What the exercise asks ▸ Go through the listing beneath and show each line containing the string "malformed".

The records ▸
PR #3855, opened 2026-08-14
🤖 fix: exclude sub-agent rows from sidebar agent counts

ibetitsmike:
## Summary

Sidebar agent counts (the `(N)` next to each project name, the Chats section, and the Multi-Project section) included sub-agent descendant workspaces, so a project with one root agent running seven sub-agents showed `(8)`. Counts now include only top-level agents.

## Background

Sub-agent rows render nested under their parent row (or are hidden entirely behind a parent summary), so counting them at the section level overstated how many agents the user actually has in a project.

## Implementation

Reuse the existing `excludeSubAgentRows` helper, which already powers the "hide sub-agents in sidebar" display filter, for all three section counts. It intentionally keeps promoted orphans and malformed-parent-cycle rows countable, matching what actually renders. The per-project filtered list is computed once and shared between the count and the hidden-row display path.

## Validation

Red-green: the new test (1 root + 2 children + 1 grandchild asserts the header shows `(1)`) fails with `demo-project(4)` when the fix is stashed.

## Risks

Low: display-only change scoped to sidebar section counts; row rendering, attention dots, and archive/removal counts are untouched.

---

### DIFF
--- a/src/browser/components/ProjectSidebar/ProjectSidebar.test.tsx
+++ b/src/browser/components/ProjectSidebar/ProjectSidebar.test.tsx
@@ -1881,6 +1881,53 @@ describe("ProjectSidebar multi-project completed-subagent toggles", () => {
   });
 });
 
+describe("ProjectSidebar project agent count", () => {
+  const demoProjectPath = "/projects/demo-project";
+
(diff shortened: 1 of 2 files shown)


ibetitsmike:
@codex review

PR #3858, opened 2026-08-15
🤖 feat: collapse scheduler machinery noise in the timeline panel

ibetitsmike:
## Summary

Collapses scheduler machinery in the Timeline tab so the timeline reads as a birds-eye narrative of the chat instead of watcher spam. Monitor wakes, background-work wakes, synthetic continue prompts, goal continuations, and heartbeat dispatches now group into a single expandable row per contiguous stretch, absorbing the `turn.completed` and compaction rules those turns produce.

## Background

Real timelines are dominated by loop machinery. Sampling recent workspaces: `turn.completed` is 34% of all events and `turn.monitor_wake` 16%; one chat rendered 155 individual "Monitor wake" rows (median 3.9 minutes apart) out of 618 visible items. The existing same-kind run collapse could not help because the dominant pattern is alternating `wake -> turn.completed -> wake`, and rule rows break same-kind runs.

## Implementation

==

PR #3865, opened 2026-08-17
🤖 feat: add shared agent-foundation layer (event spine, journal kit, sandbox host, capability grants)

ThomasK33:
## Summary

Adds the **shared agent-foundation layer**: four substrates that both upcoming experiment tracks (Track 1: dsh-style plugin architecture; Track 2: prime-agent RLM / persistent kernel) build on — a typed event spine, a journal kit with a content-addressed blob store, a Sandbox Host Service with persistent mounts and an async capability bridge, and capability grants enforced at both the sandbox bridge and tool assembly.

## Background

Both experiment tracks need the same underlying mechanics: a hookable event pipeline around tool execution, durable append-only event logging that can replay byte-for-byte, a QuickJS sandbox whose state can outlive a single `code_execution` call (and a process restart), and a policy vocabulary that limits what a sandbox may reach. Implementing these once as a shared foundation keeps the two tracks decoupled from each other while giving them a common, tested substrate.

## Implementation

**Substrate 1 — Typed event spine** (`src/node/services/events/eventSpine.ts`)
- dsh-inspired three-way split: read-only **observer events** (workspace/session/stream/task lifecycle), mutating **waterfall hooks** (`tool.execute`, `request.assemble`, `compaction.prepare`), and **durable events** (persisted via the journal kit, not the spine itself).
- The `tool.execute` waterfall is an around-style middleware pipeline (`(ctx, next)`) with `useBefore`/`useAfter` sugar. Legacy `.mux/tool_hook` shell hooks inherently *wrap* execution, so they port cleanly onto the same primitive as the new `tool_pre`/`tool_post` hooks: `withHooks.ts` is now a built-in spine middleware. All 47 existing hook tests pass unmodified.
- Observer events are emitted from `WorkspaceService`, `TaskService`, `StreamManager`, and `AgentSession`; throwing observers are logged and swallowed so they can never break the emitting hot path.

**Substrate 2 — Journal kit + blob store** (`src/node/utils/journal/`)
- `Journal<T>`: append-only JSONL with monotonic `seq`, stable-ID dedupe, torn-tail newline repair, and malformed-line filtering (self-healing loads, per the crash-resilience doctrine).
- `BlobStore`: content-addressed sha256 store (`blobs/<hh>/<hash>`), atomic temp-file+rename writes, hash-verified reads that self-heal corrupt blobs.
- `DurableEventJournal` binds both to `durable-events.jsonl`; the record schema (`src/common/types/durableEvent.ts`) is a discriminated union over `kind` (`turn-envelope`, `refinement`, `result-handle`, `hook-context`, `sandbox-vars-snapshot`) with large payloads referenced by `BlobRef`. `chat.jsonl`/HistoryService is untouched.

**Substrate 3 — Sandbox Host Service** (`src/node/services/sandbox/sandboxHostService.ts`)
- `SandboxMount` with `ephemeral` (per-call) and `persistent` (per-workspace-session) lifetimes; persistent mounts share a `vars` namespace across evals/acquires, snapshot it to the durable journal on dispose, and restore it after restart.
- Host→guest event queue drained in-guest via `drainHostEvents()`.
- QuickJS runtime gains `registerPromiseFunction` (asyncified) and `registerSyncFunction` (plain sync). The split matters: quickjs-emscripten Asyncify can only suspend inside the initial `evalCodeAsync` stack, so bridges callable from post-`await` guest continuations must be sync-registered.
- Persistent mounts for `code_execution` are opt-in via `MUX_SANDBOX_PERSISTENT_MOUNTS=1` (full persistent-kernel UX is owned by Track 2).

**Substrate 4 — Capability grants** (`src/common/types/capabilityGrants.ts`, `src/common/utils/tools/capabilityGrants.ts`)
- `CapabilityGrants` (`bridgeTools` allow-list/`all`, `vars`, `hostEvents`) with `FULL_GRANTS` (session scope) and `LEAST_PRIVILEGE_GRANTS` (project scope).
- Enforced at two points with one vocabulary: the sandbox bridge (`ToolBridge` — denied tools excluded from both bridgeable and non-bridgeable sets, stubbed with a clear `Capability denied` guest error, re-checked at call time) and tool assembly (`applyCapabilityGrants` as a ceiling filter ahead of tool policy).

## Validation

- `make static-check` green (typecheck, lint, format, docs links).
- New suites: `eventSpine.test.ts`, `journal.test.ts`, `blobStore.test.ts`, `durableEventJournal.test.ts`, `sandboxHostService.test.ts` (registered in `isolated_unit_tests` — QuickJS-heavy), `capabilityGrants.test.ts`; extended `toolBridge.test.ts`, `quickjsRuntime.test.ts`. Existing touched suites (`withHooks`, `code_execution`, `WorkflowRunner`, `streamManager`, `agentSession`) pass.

The answer ▸
Reuse the existing `excludeSubAgentRows` helper, which already powers the "hide sub-agents in sidebar" display filter, for all three section counts. It intentionally keeps promoted orphans and malformed-parent-cycle rows countable, matching what actually renders. The per-project filtered list is computed once and shared between the count and the hidden-row display path.
- `Journal<T>`: append-only JSONL with monotonic `seq`, stable-ID dedupe, torn-tail newline repair, and malformed-line filtering (self-healing loads, per the crash-resilience doctrine).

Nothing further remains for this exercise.